# INSTRUCTIONS TO FOLLOW:
Please work out how many lines include the word "soft" in the entries, and reply with only the count.

Stored items
------------------------------------------------------------------------

PR #39, opened 2025-03-24
boards: fw_table: enable harvesting and NOC translation

afongTT:
Enable harvesting and NOC translation in the FW table.

### DIFF
--- a/boards/tenstorrent/tt_blackhole/spirom_data_tables/GALAXY/fw_table.txt
+++ b/boards/tenstorrent/tt_blackhole/spirom_data_tables/GALAXY/fw_table.txt
@@ -17,12 +17,13 @@ chip_limits {
 
 feature_enable {
   cg_en: true
-  noc_translation_en: false
+  noc_translation_en: true
   ddr_train_en: true
   aiclk_ppm_en: false
   watchdog_en: false
   smbus_en: false
   fan_ctrl_en: false
+  harvesting_en: true
 }
 
 fan_table {
--- a/boards/tenstorrent/tt_blackhole/spirom_data_tables/P100/fw_table.txt
+++ b/boards/tenstorrent/tt_blackhole/spirom_data_tables/P100/fw_table.txt
@@ -18,12 +18,13 @@ chip_limits {
 
 feature_enable {
   cg_en: true
-  noc_translation_en: false
+  noc_translation_en: true
   ddr_train_en: true
   aiclk_ppm_en: true
   watchdog_en: false
   smbus_en: false
   fan_ctrl_en: false
+  harvesting_en: true
 }
 
 fan_table {
--- a/boards/tenstorrent/tt_blackhole/spirom_data_tables/P100A/fw_table.txt
+++ b/boards/tenstorrent/tt_blackhole/spirom_data_tables/P100A/fw_table.txt
@@ -18,12 +18,13 @@ chip_limits {
 
 feature_enable {
   cg_en: true
-  noc_translation_en: false
+  noc_translation_en: true
   ddr_train_en: true
   aiclk_ppm_en: true
   watchdog_en: false
   smbus_en: false
   fan_ctrl_en: true
+  harvesting_en: true
 }
 
 fan_table {
--- a/boards/tenstorrent/tt_blackhole/spirom_data_tables/P150A/fw_table.txt
+++ b/boards/tenstorrent/tt_blackhole/spirom_data_tables/P150A/fw_table.txt
@@ -18,12 +18,13 @@ chip_limits {
 
 feature_enable {
   cg_en: true
-  noc_translation_en: false
+  noc_translation_en: true
   ddr_train_en: true
   aiclk_ppm_en: true
   watchdog_en: false
   smbus_en: false
   fan_ctrl_en: true
+  harvesting_en: true
 }
 
 fan_table {
--- a/boards/tenstorrent/tt_blackhole/spirom_data_tables/P150B/fw_table.txt
+++ b/boards/tenstorrent/tt_blackhole/spirom_data_tables/P150B/fw_table.txt
@@ -18,12 +18,13 @@ chip_limits {
 
 feature_enable {
   cg_en: true
-  noc_translation_en: false
+  noc_translation_en: true
   ddr_train_en: true
   aiclk_ppm_en: true
   watchdog_en: false
   smbus_en: false
   fan_ctrl_en: false
+  harvesting_en: true
 }
 
 fan_table {
--- a/boards/tenstorrent/tt_blackhole/spirom_data_tables/P150C/fw_table.txt
+++ b/boards/tenstorrent/tt_blackhole/spirom_data_tables/P150C/fw_table.txt
@@ -18,12 +18,13 @@ chip_limits {
 
 feature_enable {
   cg_en: true
-  noc_translation_en: false
+  noc_translation_en: true
   ddr_train_en: true
   aiclk_ppm_en: true
   watchdog_en: false
   smbus_en: false
   fan_ctrl_en: false
+  harvesting_en: true
 }
 
 fan_table {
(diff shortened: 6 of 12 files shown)


danieldegrasse:
Talking with @sbansalTT I think we would need to manually flash the `tt_boot_fs.bin` binary in order to actually touch the CMFWCFG tag, because `tt-flash` won't, right? If `tt-flash` will overwrite this than yes, this will work to turn on harvesting

Long term I would like to either:
- flash the CMFWCFG tag as part of CI and validate that the board works with the change
- use `tt-mod` in CI to write a temporary new CMFW configuration

danieldegrasse:
> Yes, tt-flash overwrites CMFWCFG by default.

Ah perfect, than yes- this should work for testing

danieldegrasse:
> Ah perfect, than yes- this should work for testing

Interesting note- it seems that with harvesting enabled, the SMC E2E test (which loads to CSM and does not flash the CMFW config) fails on the P100a- noticed it on #35 after CI ran on this PR. Any idea why that would happen?

afongTT:
> > Ah perfect, than yes- this should work for testing
> 
> Interesting note- it seems that with harvesting enabled, the SMC E2E test (which loads to CSM and does not flash the CMFW config) fails on the P100a- noticed it on #35 on the P100a after CI ran on this PR. #35 passed after I flashed a known good FW onto the P100A card. Any idea why that would happen?

It's likely the FW does not boot correctly when the NOC is not in a clean state. Especially since the `init()` routine expects NOC translation to be disabled, and enables it at the end.

afongTT:
> @danieldegrasse can you use this for making sure tt-metal can handle our breaking change?

I guess we're not waiting to see if tt-metal can handle this and releasing it to them as an RC? Moved out of draft.

cfriedt:
> It's likely the FW does not boot correctly when the NOC is not in a clean state. Especially since the `init()` routine expects NOC translation to be disabled, and enables it at the end.

@afongTT - is there any way we can detect if the NOC is not in a clean state at boot and just soft (or even hard) reset?

I feel like that could solve some subclass of problems. It might double the setup time in the worst scenario, and enumeration might not happen, but maybe it would miss enumeration anyway (or maybe we could still enumerate 🤷🏼‍♂️)

We have reset drivers for every IP block, but also can tell the BMC to do a hard reset if needed.

cfriedt:
If @palexsonTT 's auto reset / wdt feature goes in, and the NOC is hung, would that prevent ARC from feeding the wdt?

Seems like it could actionthe hard reset issue pretty nicely (almost as well as an on-chip WDT 😏)

cfriedt:
@afongTT - we should likely make a PR to Metal to support these firmware features (if there isn't already a PR).

Once that is done, we should
1. update the git ref for Metal that this repo points to (something like `refs/pull/<pr_number>` instead of `v0.55.0`)
2. verify that CI passes using the new Metal PR
3. merge the PR to Metal
4. update the git ref for Metal in this repo with the post-merge commit
5. merge this commit

That's how Zephyr repos typically manage changes that span 2 repositories in a non-breaking way.

The only caveat is that the change to Metal needs to work even before this PR is merged.

afongTT:
> > It's likely the FW does not boot correctly when the NOC is not in a clean state. Especially since the `init()` routine expects NOC translation to be disabled, and enables it at the end.
> 
> @afongTT - is there any way we can detect if the NOC is not in a clean state at boot and just soft (or even hard) reset?
> 
> I feel like that could solve some subclass of problems. It might double the setup time in the worst scenario, and enumeration might not happen, but maybe it would miss enumeration anyway (or maybe we could still enumerate 🤷🏼‍♂️)
> 
> We have reset drivers for every IP block, but also can tell the BMC to do a hard reset if needed.

The only reason we have unclean state at boot is because we don't have BH ASIC reset via a pin on any board other than p100. This causes our SMC E2E test to run only having reset ARC. I think our best way to handle this is to create a mechanism to direct BMC to do a BH ASIC reset without the JTAG portions.

> If @palexsonTT 's auto reset / wdt feature goes in, and the NOC is hung, would that prevent ARC from feeding the wdt?
> 
> Seems like it could action the hard reset pretty nicely (almost as well as an on-chip WDT 😏)

This reset would reload to the FW that is in the SPI, and not the code that you wanted to run in the smc-e2e test.

cfriedt:
> The only reason we have unclean state at boot is because we don't have BH ASIC reset via a pin on any board other than p100. This causes our SMC E2E test to run only having reset ARC. I think our best way to handle this is to create a mechanism to direct BMC to do a BH ASIC reset without the JTAG portions.

Wouldn't a BH ASIC reset be like a power-cycle / also require the JTAG workaround to be done again?

> > If @palexsonTT 's auto reset / wdt feature goes in, and the NOC is hung, would that prevent ARC from feeding the wdt?
> > Seems like it could action the hard reset pretty nicely (almost as well as an on-chip WDT 😏)
> 
> This reset would reload to the FW that is in the SPI, and not the code that you wanted to run in the smc-e2e test.

I think that's what we want, no? If the smc-e2e test isn't run because of a WDT timeout or if the wrong firmware runs, the test should fail.

cfriedt:
It would be good to have some tests in CI to verify that harvesting is working too (e.g. ZTests). Ideally, any new features we add would include test code to ensure that there is continuous test coverage.

Adding a new testcase to https://github.com/tenstorrent/tt-zephyr-platforms/tree/main/tests/lib/tenstorrent/bh_arc/src would be a good step.

We could use https://github.com/tenstorrent/tt-zephyr-platforms/pull/79 to ensure that tests are run with harvesting and NOC translation options built directly into the binary. That way, there would be certainty that we aren't accidentally relying on stale firmware tables from a previous flash operation.

afongTT:
> It would be good to have some tests in CI to verify that harvesting is working too (e.g. ZTests). Ideally, any new features we add would include test code to ensure that there is continuous test coverage.

I don't have any CI test cases for harvesting right now, but I have manually tested it on our internal infrastructure. Right now, I don't have a good idea of what it would even mean to unit test harvesting (other than checking that we harvested the right tiles). Perhaps it would need to fall into some kind of end to end test.

afongTT:
This change breaks subsequent p100a smoke-e2e-test runs due to the issue I previously mentioned:
> The only reason we have unclean state at boot is because we don't have BH ASIC reset via a pin on any board other than p100. This causes our SMC E2E test to run only having reset ARC. I think our best way to handle this is to create a mechanism to direct BMC to do a BH ASIC reset without the JTAG portions.

The specific issue in this case is (likely) that NOC translation stays enabled, and our HwInit assumes NOC translation is disabled. There may be a way to work around this for CI, but this is going to keep taking us down the rabbit hole of trying to restore the chip to a clean state during init, which is normally handled by the ASIC reset pin.

Due to the urgency of needing this change (which has been delayed for many weeks at this point), I advocate for merging it anyway and kicking off this release. There will be a lot of manual hand-holding of this release.

cfriedt:
> This change breaks subsequent p100a smoke-e2e-test runs due to the issue I previously mentioned:

> The specific issue in this case is (likely) that NOC translation stays enabled, and our HwInit assumes NOC translation is disabled. There may be a way to work around this for CI, but this is going to keep taking us down the rabbit hole of trying to restore the chip to a clean state during init, which is normally handled by the ASIC reset pin.

Can we disable NOC translation on init until it's safe to enable it? That's not really a workaround, it's more about  deterministic init.

```cpp
static int disable_noc(void)
{
...
}

SYS_INIT(disable_noc, EARLY, 0);
```

> Due to the urgency of needing this change (which has been delayed for many weeks at this point), **I advocate for merging it anyway** and kicking off this release. There will be a lot of manual hand-holding of this release.

There are many changes that are delayed for months. Let's do releases the right way.

One way to _not_ do things right is asking to cut a release on the same day.

I don't think anything should be tagged until
a) on-diff CI is green on all platforms
b) hardware-long is green on all platforms

Why do we need a "release" at all here? Why not just roll a firmware bundle manually?

> [!NOTE]  
> Anyone can roll a firmware bundle at any time using `./scripts/manual-release.sh`. The name of the script is possibly a misnomer - perhaps a better name is just `build-fwbundle.sh`.

cfriedt:
This seems perfectly fine if we're just talking about an RC - thanks for clarifying. Final release, I think we should def have CI passing.

1. Approve / merge 
2. Create PR to print git hash of build @cfriedt
3. Bump versions (separate prs) @afongTT 
4. Tag @cfriedt

cfriedt (approved):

------------------------------------------------------------------------

# ANSWER AREA:
2